INSTRUCTIONS TO FOLLOW> Check each line of the entries for "Dict" and report the ones that have it.

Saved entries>
PR #10847, opened 2021-09-17
Add type annotations to `synapse.metrics`

squahtx:


synapse/metrics/background_process_metrics.py
```diff
@@ -169,7 +188,19 @@ def update_metrics(self):
...
 
-def run_as_background_process(desc: str, func, *args, bg_start_span=True, **kwargs):
+R = TypeVar("R")
+
+
+def run_as_background_process(
+    desc: str,
+    func: Union[
+        Callable[..., Awaitable[R]],
+        # Callable[..., R],
```
squahtx, line 198: Uncommenting this results in
```
synapse/util/distributor.py:74: error: Argument 2 to "run_as_background_process" has incompatible type "Callable[[VarArg(Any), KwArg(Any)], Deferred[List[Any]]]"; expected "Callable[..., Awaitable[<nothing>]]"  [arg-type]
```
and a bunch more errors.

On the other hand, omitting it from the union results in
```
synapse/util/caches/expiringcache.py:86: error: Argument 2 to "run_as_background_process" has incompatible type "Callable[[], None]"; expected "Callable[..., Awaitable[Any]]"  [arg-type]
```

synapse/storage/util/id_generators.py
```diff
@@ -448,6 +448,9 @@ def get_next_txn(self, txn: LoggingTransaction):
         # position points to a persisted row with the correct instance name.
         if self._writers:
             txn.call_after(
+                # Argument 1 to "call_after" of "LoggingTransaction" has incompatible
+                # type "Callable[[str, Callable[..., Awaitable[R]], VarArg(Any), DefaultNamedArg(bool, 'bg_start_span'), KwArg(Any)], Deferred[R]]";
+                # expected "Callable[..., None]"  [arg-type]
```
squahtx, line 453: `run_as_background_process` returns a `Deferred[None]`, but `call_after` expects a function returning `None`

Shall we update the types of `call_after` to allow functions returning anything?
Or wrap this in a function returning `None`?

synapse/metrics/background_process_metrics.py
```diff
@@ -216,6 +247,7 @@ async def run():
                     "Background process '%s' threw an exception",
                     desc,
                 )
+                raise
```
squahtx, line 250: We're missing a `return` or a `raise` in this branch.
raising here makes looping calls stop, so we should return `None` instead.

synapse/metrics/background_process_metrics.py
squahtx: Fixed by using overloads and suppressing the error about overlapping signatures.

synapse/groups/attestations.py
```diff
@@ -166,7 +168,7 @@ async def on_renew_attestation(
 
         return {}
 
-    def _start_renew_attestations(self) -> None:
+    def _start_renew_attestations(self) -> Deferred[None]:
```
clokep, line 171: I think you need quotes for old-Twisted.

```suggestion
    def _start_renew_attestations(self) -> "Deferred[None]":
```

synapse/metrics/__init__.py
```diff
@@ -53,7 +66,7 @@
 
 class RegistryProxy:
     @staticmethod
-    def collect():
+    def collect() -> Iterable[Metric]:
```
clokep, line 69: I would think this needs to be a `Generator`, but maybe not?

This is true for a variety of spots we use `yield`.

synapse/storage/database.py
```diff
@@ -179,7 +179,7 @@ def __getattr__(self, name):
 
 
 # The type of entry which goes on our after_callbacks and exception_callbacks lists.
-_CallbackListEntry = Tuple[Callable[..., None], Iterable[Any], Dict[str, Any]]
+_CallbackListEntry = Tuple[Callable[..., object], Iterable[Any], Dict[str, Any]]
```
clokep, line 182: Curious why this is `object` and not `Any`?

synapse/metrics/background_process_metrics.py
```diff
@@ -225,19 +281,25 @@ async def run():
...
+
+def wrap_as_background_process(desc: str) -> Callable[[F], F]:
     """Decorator that wraps a function that gets called as a background
     process.
 
     Equivalent of calling the function with `run_as_background_process`
     """
 
-    def wrap_as_background_process_inner(func):
+    # NB: Return type is incorrect and should be F with a Deferred[Optional[R]] return
```
clokep, line 294: I think this should work, but maybe not? This makes me a bit nervous that we're not mentioning this returns a `Deferred`.

synapse/metrics/background_process_metrics.py
```diff
@@ -189,11 +243,12 @@ def run_as_background_process(desc: str, func, *args, bg_start_span=True, **kwar
         args: positional args for func
         kwargs: keyword args for func
 
-    Returns: Deferred which returns the result of func, but note that it does not
-        follow the synapse logcontext rules.
+    Returns: Deferred which returns the result of func, or `None` if func raises.
+        Note that the returned Deferred does not follow the synapse logcontext
+        rules.
```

ANSWER TO THE PROBLEM>
-_CallbackListEntry = Tuple[Callable[..., None], Iterable[Any], Dict[str, Any]]
+_CallbackListEntry = Tuple[Callable[..., object], Iterable[Any], Dict[str, Any]]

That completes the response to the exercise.